@lafnlab I mean, I think the trope is applied most vigorously in "monstrous" and especially dark-skinned fantasy races, while Gandalf was put forward as kind of an idealized white man, in sort of an equal and opposite way to how orcs were supposed to epitomize "savage" dark-skinned people threatening white Europe.
Elves were idealized whites, too, so clearly there's some complexity to deal with here.
@lafnlab I'm going to propose a test: If casting a person of color to play a character would make white fandom throw a temper tantrum, that character is not a Tolkien Minority.

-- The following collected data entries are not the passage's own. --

PR #1915, opened 2019-09-09
[PAN-3126] add an override facility for genesis configs

shemnon:
## PR description

Add a generalized genesis config override facility for command line use.  Only useful for string or integer config values, not object values.

Sample use - enable Istanbul fork on block 99 million
`--override-genesis-config=istanbulFork=99000000`

Overriding a value with an empty string unsets the value

Sample use - disable Istanbul fork by un-setting `istanbulFork`: 
`--override-genesis-config=istanbulFork=`

### DIFF
--- a/config/src/main/java/tech/pegasys/pantheon/config/JsonGenesisConfigOptions.java
+++ b/config/src/main/java/tech/pegasys/pantheon/config/JsonGenesisConfigOptions.java
@@ -231,7 +231,7 @@ public class JsonGenesisConfigOptions implements GenesisConfigOptions {
       final String value = configOverrides.get(key);
       return value == null || value.isEmpty()
           ? OptionalLong.empty()
-          : OptionalLong.of(Long.valueOf(configOverrides.get(key)));
+          : OptionalLong.of(Long.valueOf(configOverrides.get(key), 10));
     } else {
       return JsonUtil.getLong(configRoot, key);
     }
@@ -242,7 +242,7 @@ public class JsonGenesisConfigOptions implements GenesisConfigOptions {
       final String value = configOverrides.get(key);
       return value == null || value.isEmpty()
           ? OptionalInt.empty()
-          : OptionalInt.of(Integer.valueOf(configOverrides.get(key)));
+          : OptionalInt.of(Integer.valueOf(configOverrides.get(key), 10));
     } else {
       return JsonUtil.getInt(configRoot, key);
     }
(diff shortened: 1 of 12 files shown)


config/src/main/java/tech/pegasys/pantheon/config/JsonGenesisConfigOptions.java
```diff
@@ -207,7 +217,45 @@ public OptionalInt getEvmStackSize() {
...
+    }
+  }
+
   private OptionalLong getOptionalLong(final String key) {
-    return JsonUtil.getLong(configRoot, key);
+    if (configOverrides.containsKey(key)) {
+      final String value = configOverrides.get(key);
+      return value == null || value.isEmpty()
+          ? OptionalLong.empty()
+          : OptionalLong.of(Long.valueOf(configOverrides.get(key)));
```
mbaxter: Should we explicitly specify the `radix` here?

config/src/main/java/tech/pegasys/pantheon/config/JsonGenesisConfigOptions.java
```diff
@@ -207,7 +217,45 @@ public OptionalInt getEvmStackSize() {
...
+      return JsonUtil.getLong(configRoot, key);
+    }
+  }
+
+  private OptionalInt getOptionalInt(final String key) {
+    if (configOverrides.containsKey(key)) {
+      final String value = configOverrides.get(key);
+      return value == null || value.isEmpty()
+          ? OptionalInt.empty()
+          : OptionalInt.of(Integer.valueOf(configOverrides.get(key)));
```
mbaxter: Should we explicitly specify the `radix` here?

config/src/test/java/tech/pegasys/pantheon/config/GenesisConfigFileTest.java
```diff
@@ -214,6 +215,59 @@ public void acceptComments() {
     // Unfortunately there is no good (non-flakey) way to assert logs.
   }
 
+  @Test
+  public void testOverridePresent() {
+    final GenesisConfigFile config = GenesisConfigFile.development();
+    final int bigBlock = 999_999_999;
+    final String bigBlockString = Integer.toString(bigBlock);
+    final Map<String, String> override = new TreeMap<>(String.CASE_INSENSITIVE_ORDER);
```
mbaxter: Can we add some tests that use a case-sensitive `Map` with various casing strategies for the keys to verify that values are replaced in a case-insensitive way?

shemnon: Done

config/src/main/java/tech/pegasys/pantheon/config/JsonGenesisConfigOptions.java
shemnon: Done

config/src/main/java/tech/pegasys/pantheon/config/JsonGenesisConfigOptions.java
shemnon: Done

@lafnlab (not as originally written, though filmmakers/scriptwriters might choose to make them one in the movie adaptation, à la black Hermione in the Harry Potter play)
@leila @lafnlab I read Tolkien's orcs and goblins as the urban working class, hobbits as Middle England, and his elves as a "natural aristocracy" myself... but the dwarves owe something to the antsemitic stereotypes of the nibelungen and there's the "blood of Numenor" growing thin, so I'm not disagreeing with your basic point.
@ghost_bird Totally, racism wasn't Tolkien's only representational fault, and he also loved creating backstory for his the races so much that even the ones clearly informed by prejudices about human racial and social groups also have a lot of other things going on.